Patients: Adults (ECOG 0–1) with histologically confirmed locally advanced or metastatic NSCLC not amenable to curative therapy, measurable disease by RECIST v1.1, adequate organ function, and 1–2 prior systemic regimens including anti–PD-1/PD-(L)1 and platinum chemotherapy. Enrollment requires a documented nonsynonymous RAS mutation (KRAS, NRAS, or HRAS at codons G12, G13, or Q61). Key exclusions include prior direct RAS-targeted therapy or docetaxel, untreated CNS metastases, significant comorbidities, ongoing anticancer therapy, and pregnancy or breastfeeding.

Design: Global, multicenter, open-label, randomized phase 3 trial with 1:1 allocation to daraxonrasib versus docetaxel. Primary endpoints are assessed in the RAS G12X-confirmed population, with additional analyses in the overall RAS-mutant population. Planned enrollment is 420 participants.

Treatments: Daraxonrasib (RMC-6236) oral monotherapy. Daraxonrasib is a macrocyclic, noncovalent pan-RAS inhibitor that targets the active, GTP-bound state of RAS by forming a tri-complex with cyclophilin A and RAS, thereby suppressing downstream signaling. Early-phase studies have shown clinical activity in RAS-mutant NSCLC with a confirmed objective response rate of approximately 38% and a median duration of response around 15 months, and manageable toxicity dominated by low-grade rash with occasional dose modifications. Docetaxel is an established cytotoxic taxane used as standard second-line therapy in advanced NSCLC.

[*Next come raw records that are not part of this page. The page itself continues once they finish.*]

PR #6885, opened 2025-03-23
fix canonicalizing some zh locales

### LINKED ISSUE #6870: macOS: Some zh locales are incorrectly canonicalized from BCP to POSIX
See #6865 and my associated comment.

We should special case `zh-Hans-CN` and `zh-Hant-TW` to `zh_CN` and `zh_TW` respectively.

Aaron-212:
resolve #6870

### DIFF
--- a/src/os/i18n.zig
+++ b/src/os/i18n.zig
@@ -108,12 +108,15 @@ pub fn canonicalizeLocale(
     // Buffer must be 16 or at least as long as the locale and null term
     if (buf.len < @max(16, locale.len + 1)) return error.NoSpaceLeft;
 
+    // Fix zh locales for macOS
+    const updated = fixZHLocale(locale);
+
     // Copy our locale into the buffer since it modifies in place.
     // This must be null-terminated.
-    @memcpy(buf[0..locale.len], locale);
-    buf[locale.len] = 0;
+    @memcpy(buf[0..updated.len], updated);
+    buf[updated.len] = 0;
 
-    _libintl_locale_name_canonicalize(buf[0..locale.len :0]);
+    _libintl_locale_name_canonicalize(buf[0..updated.len :0]);
 
     // Convert the null-terminated result buffer into a slice. We
     // need to search for the null terminator and slice it back.
@@ -121,6 +124,24 @@ pub fn canonicalizeLocale(
     // null.
     const slice = std.mem.sliceTo(buf, 0);
     return buf[0..slice.len :0];
+}
+
+fn fixZHLocale(locale: []const u8) []const u8 {
+    if (locale.len == 10 and std.mem.eql(u8, locale[0..2], "zh")) {
+        const script = locale[3..7];
+        const region = locale[8..10];
+
+        if (std.mem.eql(u8, script, "Hans")) {
+            if (std.mem.eql(u8, region, "SG")) return "zh-SG";
+            return "zh-CN";
+        } else if (std.mem.eql(u8, script, "Hant")) {
+            if (std.mem.eql(u8, region, "HK")) return "zh-HK";
+            if (std.mem.eql(u8, region, "MO")) return "zh-MO";
+            return "zh-TW";
+        }
+    }
+
+    return locale;
 }
 
 /// This can be called at any point a compile-time-known locale is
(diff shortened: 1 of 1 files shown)


src/os/i18n.zig
```diff
@@ -108,12 +108,15 @@ pub fn canonicalizeLocale(
     // Buffer must be 16 or at least as long as the locale and null term
     if (buf.len < @max(16, locale.len + 1)) return error.NoSpaceLeft;
 
+    // Fix zh locales for macOS
+    const updated = fixZHLocale(locale);
```
00-kat, line 112: Pretty sure the Zig convention is to not full-caps acronyms.
>  Acronyms, initialisms, proper nouns, or any other word that has capitalization rules in written English are subject to naming conventions just like any other word. Even acronyms that are only 2 letters long are subject to these conventions. 
```suggestion
    const updated = fixZhLocale(locale);
```

src/os/i18n.zig
```diff
@@ -123,6 +126,24 @@ pub fn canonicalizeLocale(
     return buf[0..slice.len :0];
 }
 
+fn fixZHLocale(locale: []const u8) []const u8 {
+    if (locale.len == 10 and std.mem.eql(u8, locale[0..2], "zh")) {
+        const script = locale[3..7];
+        const region = locale[8..10];
+
+        if (std.mem.eql(u8, script, "Hans")) {
+            if (std.mem.eql(u8, region, "SG")) return "zh-SG";
```
00-kat, line 135: I don't really know this code or anything, but based on the description of #6870 I had thought these were meant to use underscores?

00-kat (changes requested):

pluiedev (changes requested):

00-kat (approved):

src/os/i18n.zig
```diff
@@ -123,6 +126,24 @@ pub fn canonicalizeLocale(
...
+            if (std.mem.eql(u8, region, "SG")) return "zh_SG";
+            return "zh_CN";
+        } else if (std.mem.eql(u8, script, "Hant")) {
+            if (std.mem.eql(u8, region, "HK")) return "zh_HK";
+            if (std.mem.eql(u8, region, "MO")) return "zh_MO";
+            return "zh_TW";
+        }
+    }
+
+    return locale;
```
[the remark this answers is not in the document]
Aaron-212: IMO it's okay because we're only dealing with `zh-Hans-CC` and `zh-Hant-CC`. Anything that doesn't match will just return the input locale. We can move on to more robust solutions later.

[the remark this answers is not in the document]
pluiedev: It's just in general quite hard to read and isn't that much "shorter" than the alternative. Why write unmaintainable code when the maintainable version is about as complex?
```zig
var it = std.mem.splitScalar(u8, locale, '-');
const name = it.next() orelse return;
if (!std.mem.eql(u8, name, "zh")) return;

const script = it.next() orelse return;
const region = it.next() orelse return;

if (std.mem.eql(u8, script, "Hans")) {
	if (std.mem.eql(u8, script, "SG")) return "zh_SG";
	return "zh_CN";
} else if (std.mem.eql(u8, script, "Hant")) {
	if (std.mem.eql(u8, script, "MO")) return "zh_MO";
	if (std.mem.eql(u8, script, "HK")) return "zh_HK";
	return "zh_TW";
}
```

src/os/i18n.zig
```diff
@@ -123,6 +126,26 @@ pub fn canonicalizeLocale(
     return buf[0..slice.len :0];
 }
 
+fn fixZhLocale(locale: []const u8) []const u8 {
```
pluiedev, line 129: Add a doc comment explaining why (e.g. the libintl's internal canonicalize function returns erroneous results, etc)

src/os/i18n.zig
```diff
@@ -108,12 +108,15 @@ pub fn canonicalizeLocale(
     // Buffer must be 16 or at least as long as the locale and null term
     if (buf.len < @max(16, locale.len + 1)) return error.NoSpaceLeft;
 
+    // Fix zh locales for macOS
+    const updated = fixZhLocale(locale);
```
pluiedev, line 112: Is there even a point of canonicalizing via libintl for "fixed" zh locales? If not then we can possibly have something like this: (the return type would need to be changed to `?[:0]const u8`)
```suggestion
    if (fixZhLocale(locale)) |fixed| {
        return fixed;
    } else {
        // normal logic
    }
```

pluiedev (changes requested):

pluiedev (approved):

mitchellh (changes requested):
I'm going to make a couple small changes but thanks for tackling this.

mitchellh (approved):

Outcomes: Co-primary endpoints: Investigator-assessed PFS and overall survival in the RAS G12X-confirmed population. Key secondary endpoints include PFS and OS in the broader RAS-mutant population; objective response rate, duration of response, and time to response by Investigator and by blinded independent central review; PFS and ORR by BICR; patient-reported outcomes via EORTC QLQ-LC13 and QLQ-C30 (time to deterioration and changes from baseline); safety and tolerability; and pharmacokinetics of daraxonrasib.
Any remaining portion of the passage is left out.